Still, all said we are in agreement and I was as you say, referring to a few specific genres of music.


----------



## Ledwick (Feb 22, 2019)

The track still has harmonic movement... 

To summarize the video, you're basically playing an AC DC style chord progression on the guitar and saying "did I write a song?" Well yes, technically...

Rather than the click bait title, just be honest and say what your implying, "What's the least amount of work required to make something people like". The answer is none, nothing requires any work because someone, somewhere will like it. It's actually a positive message when you think about it. 

I'm looking forward to the next video... "Do notes even matter?" 

Keep up the good work!


----------



## DS_Joost (Feb 22, 2019)

Depends on what you are trying to create. I think melody matters absolutely, and can truly help create a sense of progression in a story where it sometimes is sorely needed.

However, I think that this video touches upon another concept that honestly, I do not understand at all, and I see it pop up all the time:

The ability of some composers to write a cue completely in a vacuum.

So, how does that relate to your question?

The thing I see in many modern composers, and for me the reason why many cues sound so generic and lifeless, is because they are devoid of context. I cannot for the life of me understand how someone can sit down behind their computer and say 'well today I am going to write something sad and epic'.

Why I don't understand it, is that I cannot just force myself to write something like that. It needs more. It needs a reason to exist. Whether that is an emotion, or a grander idea, there needs to be context for a cue, for me at least, to exist. What am I trying to tell people, what is the story? Without a story, it's just a bunch of noise. And there is a lot of noise out there.

You play a simple string of notes and ask yourself; is this good?

Without context, I wouldn't know. Because I don't know what it's trying to say to me.

If I want to tell a story, I need a melody. A strong one, one that can be bend, twisted, manipulated. I need to be able to play with it's accompanying harmony, need to be able to transpose, modulate and turn it around. Because doing so is actually telling the story. In the simplest terms: for me, in order to tell a story, I need to be able to switch a melody from triumphant to sad, to happy, to mysterious at the drop of a hat. But without context whatsoever, I am creating a melody in a vacuum. It doesn't tell me anything. It's nothing more than a bunch of good sounding notes stringed together. Sure it's loud. And I feel... well... something. But that's it.

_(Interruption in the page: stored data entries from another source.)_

PR #1947, opened 2026-09-10
[Enhancement] Difficulty options for Fisherman's Jumping Game

### LINKED ISSUE #1929: Difficulty Options for Fisherman's Minigame
maybe a slider for the amount of times you need to jump

@JordanLongstaff feel free to tackle this if you are looking for work, I'll get to it later this week if not

JordanLongstaff:
Fixes #1929

Options
Updated Text

### Build Artifacts
  - [2ship-mac.zip](https://nightly.link/HarbourMasters/2ship2harkinian/actions/artifacts/10306082543.zip)
  - [2ship-linux.zip](https://nightly.link/HarbourMasters/2ship2harkinian/actions/artifacts/10305997926.zip)
  - [2ship-windows.zip](https://nightly.link/HarbourMasters/2ship2harkinian/actions/artifacts/10305573334.zip)

### DIFF
--- a/mm/2s2h/Enhancements/Minigames/FishermanJumpingGame.cpp
+++ b/mm/2s2h/Enhancements/Minigames/FishermanJumpingGame.cpp
@@ -4,10 +4,6 @@
 #include "2s2h/GameInteractor/GameInteractor.h"
 #include "2s2h/ShipInit.hpp"
 
-extern "C" {
-#include "overlays/actors/ovl_En_Jgame_Tsn/z_en_jgame_tsn.h"
-}
-
 static constexpr s32 TARGET_CVAR_DEFAULT = 20;
 #define TARGET_CVAR_NAME "gEnhancements.Minigames.FishermanJumpingGame.TargetScore"
 #define TARGET_CVAR CVarGetInteger(TARGET_CVAR_NAME, TARGET_CVAR_DEFAULT)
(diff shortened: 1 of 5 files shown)


JordanLongstaff:
FYI I had suggested changing the time limit for the minigame itself, but with the option to change the target score, I decided that would be redundant.

mm/2s2h/Enhancements/Minigames/FishermanJumpingGame.cpp
```diff
@@ -0,0 +1,58 @@
...
+
+static constexpr s16 DOUBLE_TIME_LIMIT = 200;
+
+static bool ShouldWinJumpingGame() {
+    return gSaveContext.minigameScore >= TARGET_CVAR;
+}
+
+static void ModifyTargetScore(u16* textId, bool* loadFromMessageTable) {
+    auto entry = CustomMessage::LoadVanillaMessageTableEntry(*textId);
+    CustomMessage::Replace(&entry.msg, "20 or", std::to_string(TARGET_CVAR) + " or");
```
Eblo: When using `CustomMessage::Replace` we try to shy away from replacing words, as that will become a localization headache when more ROM versions are supported. Numerals alone would be fine, but in this case, `20` appears for both the target and the price, which we only want to modify one of in this case. The color codes are different however, so maybe this would work?

```suggestion
    CustomMessage::Replace(&entry.msg, "\x0120", "%r" + std::to_string(TARGET_CVAR));
```

Eblo (changes requested):

mm/2s2h/Enhancements/Minigames/FishermanJumpingGame.cpp
Eblo: My bad, grouping the escape sequence next to a number like that makes the compiler think it's a single escape sequence, and an invalid one at that. This should do it:

```suggestion
    CustomMessage::Replace(&entry.msg, "\x01" "20", "%r" + std::to_string(TARGET_CVAR));
```

Eblo (approved):

PR #1951, opened 2026-09-13
[Enhancement] Faster Hookshot

Eblo:
null

### Build Artifacts
  - [2ship-mac.zip](https://nightly.link/HarbourMasters/2ship2harkinian/actions/artifacts/10325310505.zip)
  - [2ship-linux.zip](https://nightly.link/HarbourMasters/2ship2harkinian/actions/artifacts/10325020483.zip)
  - [2ship-windows.zip](https://nightly.link/HarbourMasters/2ship2harkinian/actions/artifacts/10324209992.zip)


JordanLongstaff:
Why not make this a float slider instead?

Eblo:
> Why not make this a float slider instead?

The `timer` variable governs how long the Hookshot can extend and has a default value of 26. This normally decrements every frame as the Hookshot extends to find a target. The game checks if `timer` is equal to 0 to see if the Hookshot needs to retract. I tried playing with other values, but those would result in issues for others parts of the code that deal with `timer` and expectations against the actor's Y velocity.

These are things that could be addressed in theory, but given that doing so would require adding complexity, and that most players probably just want a faster Hookshot and 2x speed is decently faster, I decided to just go with the flat 2x multiplier.

PR #134, opened 2018-09-27
Improve ingest test coverage

### LINKED ISSUE #89: Clean up ingest test coverage

jessex:
This resolves #89.

The increase in coverage is actually far higher than the Coveralls report implies. I noticed we were accidentally counting the test code itself towards our code coverage. It was all at or near 100% and artificially inflating our coverage stats. The change to `.coveragerc` in here keeps us honest on that front. Getting rid of the test code from coverage stats dropped us to down around 50%, and this PR climbs back out of that hole.

The only untested ingest code at this point is the New York scraper, which I'd like to save for a follow-up PR:
* This is already an enormous PR with 3000 lines of test code
* The crowning jewel here is the testing of the Vermont scraper, but clearly if all scrapers require a 1600 line test class then we'll have some people scale issues. So I'd like to get people reviewing Vermont while I start working on trying to generalize that work to New York as part of some sort of scraper test suite that reduces required effort


recidiviz/tests/ingest/us_vt/us_vt_scraper_test.py
```diff
@@ -0,0 +1,1671 @@
...
+                "Value": "ST. ALBANS PROBATION & PAROLE"
+            },
+            {
+                "Field": None,
+                "Value": "A DIFFERENT PAROLE AGENCY"
+            }
+        ]
+
+        agencies = self.conduct_test(person_json)
+        assert agencies is None
```
ohinds-vera: Is there a way to test that a logging.error call occurs also?

recidiviz/tests/ingest/us_vt/us_vt_scraper_test.py
```diff
@@ -0,0 +1,1671 @@
...
+                "Value": "ST. ALBANS PROBATION & PAROLE"
+            },
+            {
+                "Field": None,
+                "Value": "A DIFFERENT FACILITY"
+            }
+        ]
+
+        agencies = self.conduct_test(person_json)
+        assert agencies is None
```
ohinds-vera: Ditto on the logging.error

recidiviz/ingest/us_vt/us_vt_scraper.py
```diff
@@ -36,7 +36,7 @@
 import re
 
 from lxml import html
-from lxml.etree import XMLSyntaxError # pylint:disable=no-name-in-module
+from lxml.etree import LxmlError  # pylint: disable=no-name-in-module
```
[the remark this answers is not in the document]
jessex: I did and could not for the life of me figure out why it's panicking. I tried a variety of import paths and forms, and my IDE and python path see the package, file, and class. 
❓ ❓

recidiviz/tests/ingest/us_vt/us_vt_scraper_test.py
jessex: You can do it by mocking out the calls to logging, but I don't think it's worth the effort, personally. We know the logging statement was hit by examining the code coverage. Mocking it out and asserting its arguments lets us check in fine detail that we logged a particular statement, but I don't honestly think that's worthwhile. Let me know if you disagree.

recidiviz/ingest/scraper_utils.py
```diff
@@ -63,7 +63,7 @@ def parse_date_string(date_string, person_id):
             return None
 
         # If month-only date, manually force date to first of the month.
-        if len(date_string.split("/")) == 2:
+        if len(date_string.split("/")) == 2 or len(date_string.split("-")) == 2:
```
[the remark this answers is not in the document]
jessex: The day becomes the first of the month if it is not specified in the string.

I had the same discordant reaction to you when I first saw this method--that there's a sudden shift from general to specific--but the reason it exists is because the date string parser we are using doesn't appear to cover this case and it's a known data case we have encountered. I think the right long-term solution is to extract this into a library somewhere (either find a library that handles it, contribute to a popular date string parsing library, or maintain our own shim) but I think that's out of scope for this PR.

That is why melody matters. Because for me, it tells a story that I want to tell through the way I can manipulate it.


----------



## Adam Takacs (Feb 22, 2019)

In my opinion it is very sad when a composer gets into a situation where the melody doesn't matter.


----------



## Adam Takacs (Feb 22, 2019)

KallumS said:


> Nothing really matters
> Anyone can see
> Nothing really matters
> Nothing really matters to meeeeeee



Oh, what a beautiful melody.


----------



## DivingInSpace (Feb 22, 2019)

Jimmy Hellfire said:


> If you define any interval change as essentially melody, yes.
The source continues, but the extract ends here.